#### [Required work]
Word for word, restate the records that appear below.

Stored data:
=-=-=

PR #318, opened 2017-06-09
Shikudo Additions, Part Deux

natecox:
This PR is inspired by @jgh713 and credit should absolutely be given for getting me started. This PR changes a couple of specific items, detailed in commit 1f6aeaa.

Notably: `df` has been updated to remove the alternate monk path, and `vdefs` can now take shikudo forms in defup.

I'd appreciate a detailed code review here, even if this doesn't get merged in, so I can get an idea of any mistakes I've made.

### DIFF
--- a/raw-svo.defs.lua
+++ b/raw-svo.defs.lua
@@ -1799,42 +1799,42 @@ defs_data = pl.OrderedMap {}
     onenable = onenable_shikudo,
     def = "You are enacting the Tykonos form.",
     on = "You spin your staff in the opening sequence of the form of Tykonos, snapping into a ready stance.",
-    off = [[^You clumsily transition from the form of \w+ into the form of .+]]
+    off = [[^You clumsily transition from the form of \w+ into the form of]]
   })
   defs_data:set("willow", { 
     type = "shikudo",
     onenable = onenable_shikudo,
     def = "You are enacting the Willows shaken by the Wind form..",
     on = "Twirling your staff, you sink into the calm required for the form of Willows Shaken by the Wind.",
-    off = [[^You clumsily transition from the form of \w+ into the form of .+]]
+    off = [[^You clumsily transition from the form of \w+ into the form of]]
   })
   defs_data:set("rain", { 
     type = "shikudo",
     onenable = onenable_shikudo,
     def = "You are enacting the Willows in Rain Storm form.",
     on = "Dropping into a lower stance, you snap your weapon into an offensive position, tensing your muscles in preparation for the form of Willows in Rain Storm.",
-    off = [[^You clumsily transition from the form of \w+ into the form of .+]]
+    off = [[^You clumsily transition from the form of \w+ into the form of]]
   })
   defs_data:set("oak", { 
     type = "shikudo",
     onenable = onenable_shikudo,
     def = "You are enacting the the Live Oak form.",
     on = "Rising onto the balls of your feet, you prepare to begin the deadly form of the Live Oak.",
-    off = [[^You clumsily transition from the form of \w+ into the form of .+]]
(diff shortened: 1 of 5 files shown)


raw-svo.defs.lua
```diff
@@ -1770,6 +1770,74 @@ defs_data = pl.OrderedMap {}
...
+      "oak", 
+      "gaital", 
+      "maelstrom"
+    }
+
+    local fail_string =
+      "Removed %s from %s, it's incompatible with %s to have simultaneously up."
+
+    for _, morph in ipairs(shikudo_forms) do
+      if morph ~= newdef and svo["def"..whereto][mode][morph] then
```
vadi2: Might want to rename the morph variable

raw-svo.defs.lua
```diff
@@ -1770,6 +1770,74 @@ defs_data = pl.OrderedMap {}
...
+
+    return true
+  end
+
+  defs_data:set("tykonos", { 
+    type = "shikudo",
+    onenable = onenable_shikudo,
+    def = "You are enacting the Tykonos form.",
+    on = "You spin your staff in the opening sequence of the form of Tykonos, snapping into a ready stance.",
+    off = [[^You clumsily transition from the form of \w+ into the form of .+]]
```
vadi2: Not much point to the ending .+ if you're not capturing it

vadi2:
Looks fine from a design point of view! Nice work!

Just be careful about adding more locals, Lua has a limit of 255 of them and the reason things like codepaste as a table was to cut down on the amount of them.

raw-svo.defs.lua
```diff
@@ -1770,6 +1770,79 @@ defs_data = pl.OrderedMap {}
...
+  })
+  defs_data:set("willow", { 
+    type = "shikudo",
+    onenable = onenable_shikudo,
+    def = "You are enacting the Willows shaken by the Wind form..",
```
keneanung: Are there two periods in the original def line?

raw-svo.dict.lua
```diff
@@ -89,6 +89,80 @@ local dict_smoke_def = {}
...
+  }
+
+  for _, stance in ipairs(stances) do
+    defences.lost(stance)
+  end
+
+  defences.got(new_stance)
+end
+
+local tekura_stance_isadvisable = function (new_stance)
```
keneanung: This doesn't seem to be used for tekura forms only. Can you update the function name accordingly? Same with `shikudo_form_advisable` below.

keneanung: Ignore the shikudo part of the comment...

raw-svo.setup.lua
```diff
@@ -309,6 +309,38 @@ signals.gmcpcharvitals:connect(function()
...
+  if gmcp.Char.Vitals.charstats then
+    for index, val in ipairs(gmcp.Char.Vitals.charstats) do
+      local stance = val:match("^Stance: (%w+)$")
+      local form = val:match("^Form: (%w+)$")
+
+      if stance then
+        me.path = "tekura"
+        me.form = nil
+        me.stance = stance:lower()
+        sk.ignored_defences['shikudo'].status = true
```
keneanung: Do you need to unignore tekura here?

raw-svo.defs.lua
natecox: Nope, this is updated in the current push.

raw-svo.dict.lua
natecox: Functions have been renamed to be more appropriate.

raw-svo.setup.lua
natecox: Yeah, that's probably a good idea. I've updated both sections to swap appropriately.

=-=-=

#### [Answer space]
PR #318, opened 2017-06-09
Shikudo Additions, Part Deux

natecox:
This PR is inspired by @jgh713 and credit should absolutely be given for getting me started. This PR changes a couple of specific items, detailed in commit 1f6aeaa.

Notably: `df` has been updated to remove the alternate monk path, and `vdefs` can now take shikudo forms in defup.

I'd appreciate a detailed code review here, even if this doesn't get merged in, so I can get an idea of any mistakes I've made.

### DIFF
--- a/raw-svo.defs.lua
+++ b/raw-svo.defs.lua
@@ -1799,42 +1799,42 @@ defs_data = pl.OrderedMap {}
     onenable = onenable_shikudo,
     def = "You are enacting the Tykonos form.",
     on = "You spin your staff in the opening sequence of the form of Tykonos, snapping into a ready stance.",
-    off = [[^You clumsily transition from the form of \w+ into the form of .+]]
+    off = [[^You clumsily transition from the form of \w+ into the form of]]
   })
   defs_data:set("willow", { 
     type = "shikudo",
     onenable = onenable_shikudo,
     def = "You are enacting the Willows shaken by the Wind form..",
     on = "Twirling your staff, you sink into the calm required for the form of Willows Shaken by the Wind.",
-    off = [[^You clumsily transition from the form of \w+ into the form of .+]]
+    off = [[^You clumsily transition from the form of \w+ into the form of]]
   })
   defs_data:set("rain", { 
     type = "shikudo",
     onenable = onenable_shikudo,
     def = "You are enacting the Willows in Rain Storm form.",
     on = "Dropping into a lower stance, you snap your weapon into an offensive position, tensing your muscles in preparation for the form of Willows in Rain Storm.",
-    off = [[^You clumsily transition from the form of \w+ into the form of .+]]
+    off = [[^You clumsily transition from the form of \w+ into the form of]]
   })
   defs_data:set("oak", { 
     type = "shikudo",
     onenable = onenable_shikudo,
     def = "You are enacting the the Live Oak form.",
     on = "Rising onto the balls of your feet, you prepare to begin the deadly form of the Live Oak.",
-    off = [[^You clumsily transition from the form of \w+ into the form of .+]]
(diff shortened: 1 of 5 files shown)


raw-svo.defs.lua
```diff
@@ -1770,6 +1770,74 @@ defs_data = pl.OrderedMap {}
...
+      "oak", 
+      "gaital", 
+      "maelstrom"
+    }
+
+    local fail_string =
+      "Removed %s from %s, it's incompatible with %s to have simultaneously up."
+
+    for _, morph in ipairs(shikudo_forms) do
+      if morph ~= newdef and svo["def"..whereto][mode][morph] then
```
vadi2: Might want to rename the morph variable

raw-svo.defs.lua
```diff
@@ -1770,6 +1770,74 @@ defs_data = pl.OrderedMap {}
...
+
+    return true
+  end
+
+  defs_data:set("tykonos", { 
+    type = "shikudo",
+    onenable = onenable_shikudo,
+    def = "You are enacting the Tykonos form.",
+    on = "You spin your staff in the opening sequence of the form of Tykonos, snapping into a ready stance.",
+    off = [[^You clumsily transition from the form of \w+ into the form of .+]]
```
vadi2: Not much point to the ending .+ if you're not capturing it

vadi2:
Looks fine from a design point of view! Nice work!

Just be careful about adding more locals, Lua has a limit of 255 of them and the reason things like codepaste as a table was to cut down on the amount of them.

raw-svo.defs.lua
```diff
@@ -1770,6 +1770,79 @@ defs_data = pl.OrderedMap {}
...
+  })
+  defs_data:set("willow", { 
+    type = "shikudo",
+    onenable = onenable_shikudo,
+    def = "You are enacting the Willows shaken by the Wind form..",
```
keneanung: Are there two periods in the original def line?

raw-svo.dict.lua
```diff
@@ -89,6 +89,80 @@ local dict_smoke_def = {}
...
+  }
+
+  for _, stance in ipairs(stances) do
+    defences.lost(stance)
+  end
+
+  defences.got(new_stance)
+end
+
+local tekura_stance_isadvisable = function (new_stance)
```
keneanung: This doesn't seem to be used for tekura forms only. Can you update the function name accordingly? Same with `shikudo_form_advisable` below.

keneanung: Ignore the shikudo part of the comment...

raw-svo.setup.lua
```diff
@@ -309,6 +309,38 @@ signals.gmcpcharvitals:connect(function()
...
+  if gmcp.Char.Vitals.charstats then
+    for index, val in ipairs(gmcp.Char.Vitals.charstats) do
+      local stance = val:match("^Stance: (%w+)$")
+      local form = val:match("^Form: (%w+)$")
+
+      if stance then
+        me.path = "tekura"
+        me.form = nil
+        me.stance = stance:lower()
+        sk.ignored_defences['shikudo'].status = true
```
keneanung: Do you need to unignore tekura here?

raw-svo.defs.lua
natecox: Nope, this is updated in the current push.

raw-svo.dict.lua
natecox: Functions have been renamed to be more appropriate.

raw-svo.setup.lua
natecox: Yeah, that's probably a good idea. I've updated both sections to swap appropriately.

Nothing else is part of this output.